Но я-то имею в виду иное — литературу существования. Другой литературы сегодня нет: вся остальная только печатается.
Лидия Гинзбург, знавшая толк в этих предметах, писала о том, что современное сознание уже не воспринимает иллюзию объективного мира традиционной художественной прозы, нам постыла, справедливо писала она, тяжелая трехмерность, видимость второй действительности, средостением встающей между писателем и читателем, но почему же, спрашивала она, не устарел прямой разговор, единственный род литературы, который еще возможен, да потому что, она отвечала, не устаревая продолжается жизнь, и тем самым продолжается ее осознание, истолкование, а романы и повести можно уже не писать. Они способны развлечь и увлечь, но им недостает безоглядной доверительности личного послания, в них нет того драматизма, который еще худо-бедно сопутствует форме прямого разговора и почти перестал ощущаться в традиционной (или нетрадиционной) словесности.

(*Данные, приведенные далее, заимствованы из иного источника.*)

PR #2374, opened 2023-01-16
Formalize `TryUpdateDisplayName` and `EvaluateDisplayName` as members of interface `IStep`

jww3:
based on a conversation with @fhammerl regarding https://github.com/actions/runner/pull/2313

### DIFF
--- a/src/Runner.Worker/StepsRunner.cs
+++ b/src/Runner.Worker/StepsRunner.cs
@@ -1,12 +1,9 @@
 using System;
 using System.Collections.Generic;
-using System.Linq;
-using System.Text;
 using System.Threading;
 using System.Threading.Tasks;
 using GitHub.DistributedTask.Expressions2;
 using GitHub.DistributedTask.ObjectTemplating.Tokens;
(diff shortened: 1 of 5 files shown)


src/Runner.Worker/StepsRunner.cs
```diff
@@ -26,6 +21,8 @@ public interface IStep
         string DisplayName { get; set; }
         IExecutionContext ExecutionContext { get; set; }
         TemplateToken Timeout { get; }
+        bool TryUpdateDisplayName(out bool updated);
+        bool EvaluateDisplayName(DictionaryContextData contextData, IExecutionContext context, out bool updated);
```
jww3, line 25: I co-located these in the `IStep` interface because I strongly suspect the latter can be eliminated in a second pass refactor.  Having them side-by-side should make that refactor easier to reason about.

fhammerl (approved):
LGTM, let's merge it in the original PR then let's go over the refactoring you mentioned with `EvaluateDisplayName`

PR #2377, opened 2023-01-17
Show more information in the runner log

yujincat:
To provide more information in the run log, add
 - the reference used when calling reusable workflows
 - the job name for both non-reusable/reusable workflow jobs

Actions service side PR: https://github.com/github/actions-dotnet/pull/14151

Related to https://github.com/github/actions-enablers-policy/issues/704

### DIFF
--- a/src/Runner.Worker/JobExtension.cs
+++ b/src/Runner.Worker/JobExtension.cs
@@ -321,7 +321,13 @@ namespace GitHub.Runner.Worker
 
                     if (message.Variables.TryGetValue("system.workflowFileFullPath", out VariableValue workflowFileFullPath))
                     {
-                        context.Output($"Uses: {workflowFileFullPath.Value}");
+                        var usesOutput = $"Uses: {workflowFileFullPath.Value}";
+                        if (message.Variables.TryGetValue("system.workflowFileRef", out VariableValue workflowFileRef))
+                        {
+                            usesOutput += $"@{workflowFileRef.Value}";
+                        }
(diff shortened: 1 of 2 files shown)


src/Runner.Worker/JobExtension.cs
```diff
@@ -321,7 +321,21 @@ public async Task<List<IStep>> InitializeJob(IExecutionContext jobContext, Pipel
 
                     if (message.Variables.TryGetValue("system.workflowFileFullPath", out VariableValue workflowFileFullPath))
                     {
-                        context.Output($"Uses: {workflowFileFullPath.Value}");
+                        var usesOutput = $"Uses: {workflowFileFullPath.Value}";
+                        if (message.Variables.TryGetValue("system.workflowFileRef", out VariableValue workflowFileRef)
+                            && message.Variables.TryGetValue("system.workflowFileSha", out VariableValue workflowFileSha))
```
TingluoHuang, line 326:
```suggestion
                            || message.Variables.TryGetValue("system.workflowFileSha", out VariableValue workflowFileSha))
```

should it be `OR`?

yujincat: oh yea you are right :-) 
Just to note, we are sending both values but in case the user is using reusable workflow using sha then `workflowFileRef` will be empty. Still that will return `true` for this `TryGetValue`.

TingluoHuang (dismissed):

TingluoHuang (approved):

Всемирный успех мистико-духовидческой серии Кастанеды был обусловлен и даже предопределен гениально найденной формой личной истории, непосредственно, минуя беллетристические перегородки, обращенной к читателю, который не устоял перед этим «поиском истины», растянувшимся на десятилетия и девять томов. Придумал Кастанеда своего Дон Хуана или все испытал по написанному — не имеет никакого значения: дело решил этос духовно-приключенческого бестселлера, без патетики повествующего о страдальческом опыте жизни по краям бытия и сознания, на узких полях фолианта всеподавляющей Рациональности, но вблизи абсолютного Духа, где безнадежно истаивает, как робкие карандашные маргиналии, все наносное, случайное, претенциозное. А что дверь в иные миры открывается нетвердым ключом наркотических медитаций, так это на совести автора, привыкшего якобы расширять сознание с помощью экзотической дряни: как тонко подметил заслуженный советский правовед, полиглот и подпольный мыслитель Иосиф Левин, только маловеры нуждаются в диэтиламиде лизергиновой кислоты (LSD) или тренировке дыхания, чтобы убедиться в реальности Духа. Для философа достаточно простого размышления. Обходиться без этих средств — это его профессиональная добросовестность. Что тут можно сказать?